By Chernor Jalloh, Founding Member, Fullah Progressive Union, Texas.

Dr. Alusine Jalloh is a mentor and adviser to many people here in Texas; Sierra Leoneans and non-Sierra Leoneans alike. His door is always open and he always has time for everybody.

He is very much interested in issues affecting the various African communities here and he has been very helpful to the Fullah Progressive Union; in fact he helped us a lot to establish it.

By Cindy Wiles, Executive Director GCPN Global Connection Partnership Network/Restore Hope Network

Dr. Alusine Jalloh: A Man with a Heart for His Nation

It’s interesting that God seems to bring together people of like heart. I met Dr. Alusine Jalloh on an elevator in an office building where my new office would be located upon my arrival in Arlington, Texas in August 2001. I had been working in West Africa for four years and I immediately recognized Dr. Jalloh as a West African Fula. I introduced myself as an advocate for West Africa and he introduced himself as the Director of the Africa Program for the University of Texas at Arlington – the second largest university in the UT System. Our offices were “coincidentally” on the same floor and we became friends immediately.

Dr. Jalloh’s home nation of Sierra Leone was nearing the end of a terrible 11-year war – and as soon as the doors of the nation opened for collaborative partners to join in the recovery process, Dr. Jalloh began visiting with me and my husband, Dr. Dennis Wiles, about the role we could play in catalyzing the faith community and organizational partners in Sierra Leone. Dr. Jalloh had already begun providing opportunities for business students and faculty at the university to visit West Africa in order to inspire them toward business investment in Sierra Leone and beyond.
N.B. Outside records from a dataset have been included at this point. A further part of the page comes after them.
PR #3892, opened 2019-05-31
Hide product from shopfront when out of stock

### LINKED ISSUE #3830: RuntimeError in app/jobs/products_cache_integrity_checker_job.rb:6

### LINKED ISSUE #3862: Product stays in the product lists even when out of stock

sauloperez:
#### What? Why?

Closes #3862 and closes #3830

This ensures the cache is up-to-date when a user accesses the shopfront and we use the appropriate stock levels.

Besides, this makes the (very annoying) ProductsCacheIntegrityCheckerJob succeed and thus Bugsnag won't be flooded with failures anymore.

As for the implementation of this. I'm not happy at all. It's disgusting to use `class_eval` for this but it's a good trade-off to deliver this fix ASAP. Katuma's been experiencing this error far too long see_no_evil. I was working on a better implementation that required a bit of refactoring but it was taking too much time. I'll open another PR with it soon.

#### What should we test?

Follow the steps listed by @luisramos0 in https://github.com/openfoodfoundation/openfoodnetwork/issues/3862.

We also need to check that no errors like https://github.com/openfoodfoundation/openfoodnetwork/issues/3830 show up in Bugsnag while testing in staging

#### Release notes

Out of stock variants do not appear in the shopfront anymore and any stock change is properly reflected in the products cache.


spec/models/spree/variant_spec.rb
```diff
@@ -166,7 +166,8 @@ module Spree
       let(:variant) { create(:variant) }
 
       it "refreshes the products cache on save" do
-        expect(OpenFoodNetwork::ProductsCache).to receive(:variant_changed).with(variant)
+        # When creating the variant both the Variant and StockItem callbacks get executed
```
sauloperez: I prefer to optimize these things in a separate PR. From my experience, you can end up in a black hole very easily when dealing with them and we need this fix ASAP.

What I have in mind is using something like

```
def refresh_products_cache
  unless variant.id_was == nil # at this point we know we're creating a new variant
    # refresh logic
  end
end
```

Or perhaps simply an `after_update` and an `after_destroy` instead of this broad `after_save`.

lin-d-hop:
Ok I'm testing this now... though it still needs another code review, right?

lin-d-hop:
Testing notes here:
https://docs.google.com/document/d/1Zn9kE9FpaZPvPppPFo_LLRa77R8aPtmtCZnhcU2IP4w/edit#

@sauloperez Back to you as either @Matt-Yorkley or @kristinalim still need to review before merging.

His persistence and passion for his home country moved us toward action. I am the director of a network of 140 churches and my husband is the pastor of a large church in Arlington. In 2008, Dr. Jalloh led a scout team to research the ways U.S. Christian organizations could be engaged in the continued recovery process in Sierra Leone. He arranged meetings for our team with the Ministry of Health, Ministry of Social Welfare, Gender and Children’s Affairs, Ministry of Finance, Fourah Bay College and with numerous church and civic leaders in Sierra Leone. Together we identified eight strategies to address needs voiced by Sierra Leonean leaders. With his assistance we established an INGO in Sierra Leone in 2009 to implement those strategies.

One of the major gaps in university education was in the area of social sciences. Working with faculty and administration at University of Texas at Arlington, Dr. Jalloh facilitated the development of the School of Social Work at Fourah Bay College. That school has produced its first class of graduates to address the social work needs of the nation.

In addition to the School of Social Work, Dr. Jalloh has been instrumental in helping to develop collaborative partners to address needs in orphan care, dentistry, youth at risk ministries and education. Through Project Restore Hope, we have established three interim care homes for orphans, provided sponsorship to more than 300 orphans, established a dental clinic and community center in Jui, built schools, implemented skills training programs, provided scholarships, mobilized medical care into under-served communities, engaged in agricultural development projects, provided water resourcing to communities and built capacity into the lives of thousands of people He has worked tirelessly in the US to develop a network of partners to address Sierra Leonean issues and considered a wise counselor and consultant to organizations working in the Sierra Leonean context. Because of his networking capacity, more than 25 organizations came together to provide relief during the Ebola crisis.

Dr. Jalloh is committed to collaborative efforts that bring lasting change. He has inspired many to make a difference.